GSK-J4 is a potent dual inhibitor of H3K27me3/me2-demethylases JMJD3/KDM6B and UTX/KDM6A with IC50s of 8.6 and 6.6 μM, respectively. GSK-J4 inhibits LPS-induced TNF-α production in human primary macrophages with an IC50 of 9 μM. GSK J4 is a cell permeable prodrug of GSK-J1[1][2][3].

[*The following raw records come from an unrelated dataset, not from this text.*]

PR #163, opened 2021-07-21
Return kvm_debug_exit_arch with VcpuExit::Debug

### LINKED ISSUE #162: Expose `kvm_run::__bindgen_anon_1::debug`
The KVM docs say, “If the exit_reason is KVM_EXIT_DEBUG, then a vcpu is processing a debug event for which architecture specific information is returned” ([The Definitive KVM (Kernel-based Virtual Machine) API Documentation — The Linux Kernel documentation](https://www.kernel.org/doc/html/latest/virt/kvm/api.html#the-kvm-run-structure)).

I'd like to access that field on `KVM_EXIT_DEBUG`. While I could remap the `kvm_run` structure myself, it would be nicer to use the already mapped `VcpuFd::kvm_run_ptr` instead. We could add `VcpuFd::get_kvm_run(&self) -> &mut kvm_run` to allow broad access to `kvm_run` or return it from `VcpuFd::run()` with `VcpuExit::Debug(&'a kvm_bindings::kvm_run__bindgen_ty_1__bindgen_ty_5)`.

What do you think?

mkroening:
Fixes #162.

### DIFF
--- a/src/ioctls/vcpu.rs
+++ b/src/ioctls/vcpu.rs
@@ -47,7 +47,9 @@ pub enum VcpuExit<'a> {
     /// Corresponds to KVM_EXIT_HYPERCALL.
     Hypercall,
     /// Corresponds to KVM_EXIT_DEBUG.
-    Debug,
+    ///
+    /// Provides architecture specific information for the debug event.
+    Debug(kvm_debug_exit_arch),
     /// Corresponds to KVM_EXIT_HLT.
     Hlt,
     /// Corresponds to KVM_EXIT_IRQ_WINDOW_OPEN.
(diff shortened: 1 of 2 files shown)


andreeaflorescu:
@mkroening the coverage score needs to be updated. Otherwise, LGTM.

mkroening:
Done. Thanks for the quick reply!

andreeaflorescu (dismissed):

src/ioctls/vcpu.rs
```diff
@@ -1943,6 +1950,16 @@ mod tests {
...
                     assert_eq!(vcpu_regs.rip, expected_rips[instr_idx]);
                     instr_idx += 1;
+                    assert_eq!(
+                        debug,
+                        kvm_debug_exit_arch {
+                            exception: 1,
+                            pad: 0,
+                            pc: vcpu_regs.rip,
+                            dr6: 0b11111111111111110100111111110000,
+                            dr7: 1 << 10,
```
lauralt: What's the meaning of these? I just ran the tests on my local machine and this one fails with:
```rust
---- ioctls::vcpu::tests::test_run_code stdout ----
thread 'ioctls::vcpu::tests::test_run_code' panicked at 'assertion failed: `(left == right)`
  left: `kvm_debug_exit_arch { exception: 1, pad: 0, pc: 4099, dr6: 4294856688, dr7: 1024 }`,
 right: `kvm_debug_exit_arch { exception: 1, pad: 0, pc: 4099, dr6: 4294922224, dr7: 1024 }`'
```

mkroening: Good catch! I just pinned these to the values on my machine. On your machine, the RTM (restricted transactional memory) flag (bit 16) in DR6 is not set in this case. “This bit is always 1 if
the processor does not support RTM.” (Intel Manual Volume 3B, 17.2.3)

I'll rework the test case to not check this bit and also not check any reserved bits.

mkroening: I adjusted the test. Could you check again, please? :)

lauralt: Thanks!

lauralt (approved):

andreeaflorescu (approved):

GSK-J4 has cellular activity in Flag-JMJD3-transfected HeLa cells, in which GSK-J4 prevents the JMJD3-induced loss of nuclear H3K27me3 immunostaining. Administration of GSK-J4 increases total nuclear H3K27me3 levels in untransfected cells. GSK-J4 significantly reduces the expression of 16 of 34 LPS-driven cytokines, including tumour-necrosis factor-α (TNF-α)[1].GSK-J4 (5 μM; 48 hours) causes a more than 3-fold increase in mouse podocyte H3K27me3 content. H3K27me3 levels in cultured podocytes, GSK-J4 reduces Jagged-1 mRNA and Jagged-1 protein levels. Correspondingly, when exposed podocytes to the inducer of dedifferentiation TGF-β1, pretreatment with GSK-J4 preventes both the increase in intracellular N1-ICD levels and the increase in α-SMA and the decrease in podocin mRNA levels[2]. GSK-J4 (10, 25 nM) acts upon DCs promoting the differentiation of Treg cells, improving Treg stability and suppressive capacities, without affecting the differentiation of Th1 and Th17 cells[3].GSK-J4 inhibits JMJD3 expression that is induced by TGF-β1[4].GSK-J4 inhibits H3K4 demethylation at Xist, Nodal, and HoxC13 in female embryonic stem cells[5].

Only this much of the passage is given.